# Protektorenjacke für Frauen



## Blenni (27. Februar 2016)

Ich schreibe mal die Erfahrungen bei der Suche nach einer Protektorenjacke für meine Frau. Sie ist 160cm groß somit ist es nicht ganz so leicht ein passendes Jacket zu finden da die ja hauptsächlich für Männer geschnitten sind. Frauen sind nunmal schmaler in der Schulter und kürzer im Rücken, die Brust macht das Problem dann perfekt.
Das erste Jacket welches sie nun seit drei Jahren trägt ist ein ixs Assault in Gr. XS. Mittlerweile sind die Verstellbänder an den Armen ausgeleiert und nach einer Abfahrt schlabbern die so rum ohne Nutzen. Der Rücken war ganz OK und nur manchmal stößt der Helm an den Rückenschutz an.
Das neue Jacket sollte am besten etwas mit Schaum sein damit es besser am Körber anliegt und auch mit Ärmeln damit die Schultern geschützt sind.
Leatt 3DF Airfit Lite Gr.S/M: Ist viel zu weit und schlabbert.
Leatt 3DF AirFit Gr. S/M: Der Rücken ist zu lang und der Halsausschnitt zu weit. Schulterpolster hängen zu tief und Arme sind zu lang.
Evoc Protector Jacket Gr.S: Der Rücken ist zu lang und der EVA-Schaum nicht sehr flexibel so das er im Nackenbereich absteht.
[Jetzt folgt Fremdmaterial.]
PR #1093, opened 2016-05-15
Extract ClientInterface

merk:
Moving further towards support for elasticsearch-php's client library, this codifies the purpose of the Client by defining an interface we expect to see implemented and contains all methods required by the Elastica codebase on the Client.

This is also a potential solution to @aguvillalba's problem with #1070, allowing anyone to implement their own Client decorators to handle runtime initialisation if implementation of a ConnectionPoolInterface is not appropriate, or otherwise swap out a Client implementation for something else.

I'm also personally of the opinion that we should mark Client as final, but that might be a bit much :)

This is a BC break because any extension of a class with a typehint change will need to update its typehints.

### DIFF
--- a/CHANGELOG.md
+++ b/CHANGELOG.md
@@ -3,6 +3,9 @@ All notable changes to this project will be documented in this file based on the
 
 ## [Unreleased](https://github.com/ruflin/Elastica/compare/3.2.0...HEAD)
 
+### Backward Compatibility Breaks
+- All classes that depend on \Elastica\Client by typehint have been updated to accept a ClientInterface. Any classes that extend Elastica classes that depend on this typehint will need to be updated.
+
 ### Backward Compatibility Fixes
 - Reintroduced properties in ResultSet removed in 3.2.0 as deprecated properties to be removed in 4.0
 
@@ -11,6 +14,7 @@ All notable changes to this project will be documented in this file based on the
 
 ### Added
 - Added the concept of ResultSet Transformers. The Transformer adds more information to a Result, for example the original object or data that created the Result. #1066
+- \Elastica\Client now implements ClientInterface and all Elastica classes accept any implementation of ClientInterface
 
 ## [3.2.0](https://github.com/ruflin/Elastica/compare/3.1.1...3.2.0)
 
--- a/lib/Elastica/Bulk.php
+++ b/lib/Elastica/Bulk.php
@@ -15,7 +15,7 @@ class Bulk
     const DELIMITER = "\n";
 
     /**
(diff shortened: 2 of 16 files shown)


CHANGELOG.md
```diff
@@ -3,6 +3,9 @@ All notable changes to this project will be documented in this file based on the
 
 ## [Unreleased](https://github.com/ruflin/Elastica/compare/3.2.0...HEAD)
 
+### Backward Compatibility Breaks
+- All classes that depend on \Elastica\Client by typehint have been updated to accept a ClientInterface. Any classes that extend Elastica classes that depend on this typehint will need to be updated.
```
ruflin: \Elastica\Client as type hint should still work, no?

merk: Unfortunately not:

```php
php > interface ClientInterface {}
php > class Client implements ClientInterface {}
php > class Type { function test(ClientInterface $client) {} }
php > class NewType extends Type { function test(Client $client) {} }
PHP Strict standards:  Declaration of NewType::test() should be compatible with Type::test(ClientInterface $client) in php shell code on line 1

Strict standards: Declaration of NewType::test() should be compatible with Type::test(ClientInterface $client) in php shell code on line 1
```

ruflin: :-( I'm curious how many people actually extended the client?

merk: Being the entry point to Elastica, enough I think - 

https://github.com/FriendsOfSymfony/FOSElasticaBundle/blob/master/Elastica/Client.php

merk: I think adding this as a 4.0 BC break is acceptable, it means you can swap in a php-elasticsearch wrapper that implements ClientInterface transparently.

ruflin:
LGTM. Can you rebase and ping me?

merk:
I'd like to consider a few more changes that could come with major BC breaks before we tag 4.0.

How do you want to handle merging this stuff? Do you want to branch off 3.2 and start merging into master which will become 4.0?

ruflin:
I suggest we do all our efforts currently in master, and I branch of 3.2 later from a tag if needed. There was only one request in the past to do an old branch (obviously because of the BC breaks with ES 2.0). I created the branch back then but never got the contributions that were promised. So as long as not request I suggest to keep the complexity to a minimum.

ruflin:
@merk What is your preferred way of pushing this one forward?

ruflin:
Closing this PR as it didn't have any movement for the past 7 years. @merk Appreciate that you took this on, please reopen if you plan to work on this again.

Schulterpolster sitzen zu tief.
BLISS ARG Vertical LD: Passform ganz OK aber die Protektoren sind recht dünn und keinen Schutz für die Brust.
Held Kendo Jacket Woman S: Der Motorradausrüster bietet ein Damenmodell an. Brust und Rücken (3DO) sitzen super aber die Schulterpolster etwas weit hinten und Ellenbogen zu tief.

Geworden ist es ein POC VPD 2.0 in Gr.S welches wir für 280 Euronen erstanden haben. Die VPD-Polster schmiegen sich gut an und der 7/8-Ärmel hat einen Verstellriemen und ist auch nicht zu lang.
Hier ein paar Fotos:


----------



## Votec Tox (28. Februar 2016)

Interessanter Faden, gebe auch mal meine Erfahrung weiter:
Habe die Alpinestars Bionic Tech Protektorenjacke bei meiner Größe von 167 cm in Größe S gewählt.
Noch das Vor-(vor)jahresmodell mit geteilter Brustplatte und Reißverschluß mittig.
Da diese Jacke aus dem MX bzw. Endurosport kommt ist der Rückenprotektor nicht so lang.
Darüberhinaus kann man die obere Rückenplatte für ein Neckbrace wegnehmen.
Die Ellbogenprotektoren lassen sich mit einem Reissverschluß (der tatsächlich beim Fahren nie aufgeht ) abtrennen.

Die Jacke habe ich gewählt, da ich eine fürs Motorrad und fürs DH-Bike mit 3D-Schaum plus Hartschale haben wollte (seitlich sind es nur Schaumprotektoren, aber viele Jacken haben seitlich garnichts), welche nicht so warm ist!
Mir sind so Dinge wie kein Stoff unter den Achselhöhlen wichtig, damit die Jacke nicht so schnell nach Schweiß müffelt.
Für meine Bedürfnisse ist die Jacke perfekt, man spürt sie kaum und der Stoff ist luftdurchläßig, sehr wertig und angenehm zu tragen.
Für DH-Touren mit "auch wieder hochstrampeln" habe ich noch dieses leichte TLD Protektorenhemd als Ergänzung.

Habe leider gerade keine so sachlich hilfreichen Bilder wie Blenni 
Drum ein OT-Bild mit Motor aber der Alpinestarsjacke, tausche das Bild aus wenn ich ein geeignetes auf dem Rad habe.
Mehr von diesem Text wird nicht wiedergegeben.